New Quantum Stabilizer Codes from generalized Monomial-Cartesian Codes constructed using two different generalized Reed-Solomon codes
Oisin Campion, Fernando Hernando, Gary McGuire
TL;DR
This work introduces Generalized Monomial Cartesian Codes (GMC) built from two generalized Reed-Solomon codes to enable Hermitian self-orthogonality and hence quantum stabilizer codes. By exploiting separable GMCs (Q(i,j)=v_i w_j) and footprint-based orthogonality criteria, the authors derive explicit conditions and the maximum self-orthogonal distances T^* for both two-point and multi-point constructions in the Y-variable. They obtain large families of quantum codes with parameters [[n, n-2|Δ_t|, t]]_q that surpass the quantum Gilbert–Varshamov bound, including infinite families and concrete examples across various q, and provide three explicit code families with long length and strong distance properties.
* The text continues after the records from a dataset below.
PR #691, opened 2022-03-17
perf: Use indexes to sort queries for next and last deployment for device

alfrunes:
…vice

This commit avoids performing in memory sort, and simplifies the query
slightly utilising the enumerated deployment status ranges.
However, this still perform an index scan which is suboptimal, but it is
as good as it gets using the current data model and indexes.

Changelog: none
Ticket: MEN-5521

### DIFF
--- a/app/app.go
+++ b/app/app.go
@@ -1156,10 +1156,7 @@ func (d *Deployments) getDeploymentForDevice(ctx context.Context,
 	deviceID string) (*model.Deployment, *model.DeviceDeployment, error) {
 
 	// Retrieve device deployment
-	deviceDeployment, err := d.db.FindOldestDeploymentForDeviceIDWithStatuses(
-		ctx,
-		deviceID,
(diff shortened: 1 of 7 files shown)


tranchitella:
@alfrunes I'm not convinced; I see your point (no need to create yet another index). On the other hand, these are queries we run for each `deployments/next` API call. I would rather optimize for the reading than writing. The specific index will penalize the write operations, which are rare compared to the read operations. What do you think?

alfrunes:
> @alfrunes I'm not convinced; I see your point (no need to create yet another index). On the other hand, these are queries we run for each `deployments/next` API call. I would rather optimize for the reading than writing. The specific index will penalize the write operations, which are rare compared to the read operations. A partial index would be extremely efficient, here. What do you think?

I was actually about to discard this approach when I came to the same realization, but I wanted to get your feedback first. I'm closing this one and prepare a schema migration instead.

The results significantly broaden the landscape of quantum code constructions beyond MDS limitations, offering practical families with beatable GV bounds and rich combinatorial structure.
Abstract
In this work, we define Generalized Monomial Cartesian Codes (GMCC), which constitute a natural extension of generalized Reed-Solomon codes. We describe how two different generalized Reed-Solomon codes can be combined to construct one GMCC. We further establish sufficient conditions ensuring that the GMCC are Hermitian self-orthogonal, thus leading to new constructions of quantum codes.